» What the exercise asks: Show all lines below holding the string "deploy".
:::
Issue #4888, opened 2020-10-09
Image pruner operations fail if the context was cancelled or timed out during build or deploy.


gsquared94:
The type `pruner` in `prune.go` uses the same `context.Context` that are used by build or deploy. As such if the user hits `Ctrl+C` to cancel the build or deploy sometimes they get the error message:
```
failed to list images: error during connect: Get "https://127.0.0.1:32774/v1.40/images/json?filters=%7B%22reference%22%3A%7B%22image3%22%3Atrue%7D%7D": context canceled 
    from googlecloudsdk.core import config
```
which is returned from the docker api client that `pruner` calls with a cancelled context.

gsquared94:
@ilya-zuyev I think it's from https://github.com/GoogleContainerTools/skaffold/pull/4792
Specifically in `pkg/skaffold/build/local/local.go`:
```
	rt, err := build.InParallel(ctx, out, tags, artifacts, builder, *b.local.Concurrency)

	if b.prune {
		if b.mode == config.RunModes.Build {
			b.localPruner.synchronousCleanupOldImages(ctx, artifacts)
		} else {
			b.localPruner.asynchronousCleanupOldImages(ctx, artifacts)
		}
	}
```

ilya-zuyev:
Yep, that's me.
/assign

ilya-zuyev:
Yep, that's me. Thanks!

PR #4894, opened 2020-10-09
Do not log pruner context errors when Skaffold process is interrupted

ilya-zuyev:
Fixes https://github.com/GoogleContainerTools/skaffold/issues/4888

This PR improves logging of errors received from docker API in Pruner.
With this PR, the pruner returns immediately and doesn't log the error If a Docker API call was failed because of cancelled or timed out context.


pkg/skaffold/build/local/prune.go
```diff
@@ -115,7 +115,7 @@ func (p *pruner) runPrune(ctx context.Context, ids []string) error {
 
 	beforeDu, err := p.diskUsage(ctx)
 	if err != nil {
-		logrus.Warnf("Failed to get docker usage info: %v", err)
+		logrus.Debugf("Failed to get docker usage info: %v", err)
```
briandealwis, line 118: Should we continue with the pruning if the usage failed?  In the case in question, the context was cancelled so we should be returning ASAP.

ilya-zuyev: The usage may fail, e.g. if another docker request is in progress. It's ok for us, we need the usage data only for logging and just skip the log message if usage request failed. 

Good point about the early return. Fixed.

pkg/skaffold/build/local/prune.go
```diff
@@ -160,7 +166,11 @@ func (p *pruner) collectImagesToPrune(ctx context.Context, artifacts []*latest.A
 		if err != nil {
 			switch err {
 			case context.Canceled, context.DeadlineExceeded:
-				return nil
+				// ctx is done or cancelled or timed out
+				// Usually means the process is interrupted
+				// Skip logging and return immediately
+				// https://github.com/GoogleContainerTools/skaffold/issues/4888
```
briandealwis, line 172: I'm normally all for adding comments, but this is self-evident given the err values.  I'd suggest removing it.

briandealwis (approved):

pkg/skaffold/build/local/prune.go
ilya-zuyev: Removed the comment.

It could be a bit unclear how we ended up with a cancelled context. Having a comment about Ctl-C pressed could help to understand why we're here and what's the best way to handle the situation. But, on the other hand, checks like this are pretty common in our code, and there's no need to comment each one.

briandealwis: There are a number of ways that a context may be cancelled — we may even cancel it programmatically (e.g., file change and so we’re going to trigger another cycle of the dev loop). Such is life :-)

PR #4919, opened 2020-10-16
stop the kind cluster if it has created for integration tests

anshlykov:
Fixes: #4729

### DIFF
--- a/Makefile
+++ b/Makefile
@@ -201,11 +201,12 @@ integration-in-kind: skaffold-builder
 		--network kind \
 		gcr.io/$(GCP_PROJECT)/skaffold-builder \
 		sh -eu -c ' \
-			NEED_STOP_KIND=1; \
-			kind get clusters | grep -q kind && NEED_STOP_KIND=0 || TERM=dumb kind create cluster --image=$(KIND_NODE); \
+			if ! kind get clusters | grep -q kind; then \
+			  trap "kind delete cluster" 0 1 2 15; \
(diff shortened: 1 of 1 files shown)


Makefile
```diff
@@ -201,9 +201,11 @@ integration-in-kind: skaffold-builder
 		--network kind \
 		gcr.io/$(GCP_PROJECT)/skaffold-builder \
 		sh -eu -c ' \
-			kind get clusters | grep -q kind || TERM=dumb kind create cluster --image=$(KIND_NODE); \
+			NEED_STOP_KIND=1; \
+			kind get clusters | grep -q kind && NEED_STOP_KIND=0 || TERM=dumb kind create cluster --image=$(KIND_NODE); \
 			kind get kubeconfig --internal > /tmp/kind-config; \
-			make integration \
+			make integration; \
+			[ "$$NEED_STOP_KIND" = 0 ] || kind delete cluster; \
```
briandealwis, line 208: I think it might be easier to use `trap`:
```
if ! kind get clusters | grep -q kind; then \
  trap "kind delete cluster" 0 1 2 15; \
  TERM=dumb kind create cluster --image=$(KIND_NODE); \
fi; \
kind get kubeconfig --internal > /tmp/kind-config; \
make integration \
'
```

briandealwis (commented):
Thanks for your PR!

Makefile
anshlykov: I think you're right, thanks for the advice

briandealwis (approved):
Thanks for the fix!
:::
» Exercise solution:
Image pruner operations fail if the context was cancelled or timed out during build or deploy.
The type `pruner` in `prune.go` uses the same `context.Context` that are used by build or deploy. As such if the user hits `Ctrl+C` to cancel the build or deploy sometimes they get the error message:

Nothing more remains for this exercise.